■ **What needs to be done**
Go through the listing and copy every line word for word.

■ **Working data**

PR #1514, opened 2021-09-14
Fixing headers format issue in topics (docs/platform/developing)

sagarkedari:
Since headers in these topics/files were written in title case and gerund forms, I have updated the headers as per Tizen writing style guidelines.


annie-samsung (approved):
look good

PR #1568, opened 2021-12-08
Revert "Whatistizen65"

annie-samsung:
### Change Description ###

Describe your changes here.

For instance,
 - Fix broken links of native application docs.
 -  ...

### Bugs Fixed ###

Provide links to bugs here

For instance,

 - Issue #265

### API Changes ###

In case of ACR, put the link of ACR

For instance,

 - ACR: ACR-1120

PR #1571, opened 2021-12-14
Revert "Revert "Whatistizen65""

annie-samsung:
Reverts #1568

Reverting 1568 to avoid the confusion


annie-samsung:
@mijin85cho, hope I am doing this correctly, I need to merge this PR now to undo the deletion I did of 1554, is that correct?

mijin85cho:
> @mijin85cho, hope I am doing this correctly, I need to merge this PR now to undo the deletion I did of 1554, is that correct?

Hello, @annie-samsung, yes you're right. You can also see in the file diff that removed pages are added back with this PR 1571.

mijin85cho (approved):
To revert removed WhatisTizen6.5

PR #1650, opened 2022-06-22
Fixed privilege for Content Downloads

DavyDeCoster:
### Change Description ###

Describe your changes here.

- Deleted the extra space in Content Downloads guide which give the privilege to add to the config.xml. Just a simple copy-paste would break the build.


mijin85cho:
Dear SRBD reviewer

As you'd see, this update is simple - just removing an unnecessary space.
It is small, but important fix, so you can focus only to the update.

**FYI :** In case of source code, 
the document guide must be accurate so that the developers can follow the guide just by copying & pasting the codes.

safir-srbd (approved):
@DavyDeCoster Thank you for the update.

@mijin85cho The change made by the author seems to be reflected correctly on the staging site, so I am approving this PR for merging.

PR #1698, opened 2022-09-30
.NET application update (Overview, Learn about .NET & Get Started)

omar-srbd:
### Change Description ###

This is the second PR in the process of updating the .NET applications section of Tizen Docs site.

Signed off by: [omar.saeed@samsung.com](mailto:omar.saeed@samsung.com)

PR #1728, opened 2022-11-16
Update first-app.md

jiwonpark:
Fix minor grammatical error


omar-srbd (approved):
@jiwonpark, thanks for the change.

As this file is part of our Tizen docs site fix, all the changes in this file will be reflected through #1698.
I have only checked the changed part and found everything in place.

@mijin85cho @asmfoysal I am approving this PR for merging.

■ **Written solution**
PR #1514, opened 2021-09-14
Fixing headers format issue in topics (docs/platform/developing)

sagarkedari:
Since headers in these topics/files were written in title case and gerund forms, I have updated the headers as per Tizen writing style guidelines.


annie-samsung (approved):
look good

PR #1568, opened 2021-12-08
Revert "Whatistizen65"

annie-samsung:
### Change Description ###

Describe your changes here.

For instance,
 - Fix broken links of native application docs.
 -  ...

### Bugs Fixed ###

Provide links to bugs here

For instance,

 - Issue #265

### API Changes ###

In case of ACR, put the link of ACR

For instance,

 - ACR: ACR-1120

PR #1571, opened 2021-12-14
Revert "Revert "Whatistizen65""

annie-samsung:
Reverts #1568

Reverting 1568 to avoid the confusion


annie-samsung:
@mijin85cho, hope I am doing this correctly, I need to merge this PR now to undo the deletion I did of 1554, is that correct?

mijin85cho:
> @mijin85cho, hope I am doing this correctly, I need to merge this PR now to undo the deletion I did of 1554, is that correct?

Hello, @annie-samsung, yes you're right. You can also see in the file diff that removed pages are added back with this PR 1571.

mijin85cho (approved):
To revert removed WhatisTizen6.5

PR #1650, opened 2022-06-22
Fixed privilege for Content Downloads

DavyDeCoster:
### Change Description ###

Describe your changes here.

- Deleted the extra space in Content Downloads guide which give the privilege to add to the config.xml. Just a simple copy-paste would break the build.


mijin85cho:
Dear SRBD reviewer

As you'd see, this update is simple - just removing an unnecessary space.
It is small, but important fix, so you can focus only to the update.

**FYI :** In case of source code, 
the document guide must be accurate so that the developers can follow the guide just by copying & pasting the codes.

safir-srbd (approved):
@DavyDeCoster Thank you for the update.

@mijin85cho The change made by the author seems to be reflected correctly on the staging site, so I am approving this PR for merging.

PR #1698, opened 2022-09-30
.NET application update (Overview, Learn about .NET & Get Started)

omar-srbd:
### Change Description ###

This is the second PR in the process of updating the .NET applications section of Tizen Docs site.

Signed off by: [omar.saeed@samsung.com](mailto:omar.saeed@samsung.com)

PR #1728, opened 2022-11-16
Update first-app.md

jiwonpark:
Fix minor grammatical error


omar-srbd (approved):
@jiwonpark, thanks for the change.

As this file is part of our Tizen docs site fix, all the changes in this file will be reflected through #1698.
I have only checked the changed part and found everything in place.

@mijin85cho @asmfoysal I am approving this PR for merging.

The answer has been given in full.